In any case, the security section should discuss the issue.
Of course, the security of MD5 and SHA1 is also suspect. There is no indication
yet that SHA1 with the HMAC construct used in RFC5880 is broken, but the
general rule is no avoid SHA1 if we can -- and certainly avoid MD5. I don't
know the deployment requirements, but it would be nice if BFD allowed stronger
options. Surely, some deployments will want to use different authentication
methods in the future. Should there be some guidance on the development of
these future extensions, such as requiring that they provide a sequence number
similar to the "meticulous" variants?
At this point, let me indulge in a personal aparte. Why do we even have a
specific BFD protocol? I suppose that it started with the idea of using
something light weight but better than old fashioned ping. But if I read the
various RFCs, I see the definition of session setup, the requirement for
congestion control, the definition of timers, and now the addition of packet
loss detection.
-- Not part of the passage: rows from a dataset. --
PR #1346, opened 2025-11-04
Surgery PR 2: Speeeeeeeed boooooooooost

Xaytan:
## About The Pull Request

Adjusts surgery logic and numbers in response to player feedback. Fixes a bug where surgery speed was WORSE the more favorable the conditions.

- Removes 20% increased failure chance when performing surgery without anasthesia. Instead, anasthesia increases surgery speed by 20%

- Rebalances surgery times based on conditions. Beds and operating tables are the fastest, standing is the slowest.

- Adjusted situational success probability modifiers.

- Corrected an issue where improving surgery conditions caused surgery to become slower, rather than faster.

## Testing Evidence

image

## Why It's Good For The Game

Rounds off some rough edges from the last surgery PR. Makes things behave closer to how they're intended.

### DIFF
--- a/code/modules/surgery/_surgery_step.dm
+++ b/code/modules/surgery/_surgery_step.dm
@@ -382,8 +382,11 @@
 		var/implement_type = tool_check(user, tool)
 		if(implement_type)
 			speed_mod *= implements_speed[implement_type] || 1
-	speed_mod *= get_location_modifier(target, user)
-
+	speed_mod *= get_location_speed_modifier(target, user)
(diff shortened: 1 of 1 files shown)


Ephemeralis:
One thing from the previous PR: the inquisition keeps encountering situations where to sign their arrival slips, they need to perform an incision on their hand. We've had no less than **5** ahelps about people nearly killing themselves off major infections doing this.

Self-incisions on the hand probably need to either always succeed or not immediately cause major infections.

There may be more coming if we want to address sequence number
rollover, more precisely handle out of order packets, maybe add timestamps. As
BFD is used to monitor data plane quality, using the same transport protocol as
applications would make sense. These functions are all well established in
transport protocols. I understand that TCP+TLS would not be practical, but we
are not in 2010 anymore and we have more options. For example, it would be
trivial to define "BFD over QUIC", while providing modern security, congestion
control, timer management and loss detection. A BSD over QUIC application could
update the Yang module just like BFD does, while providing much better security!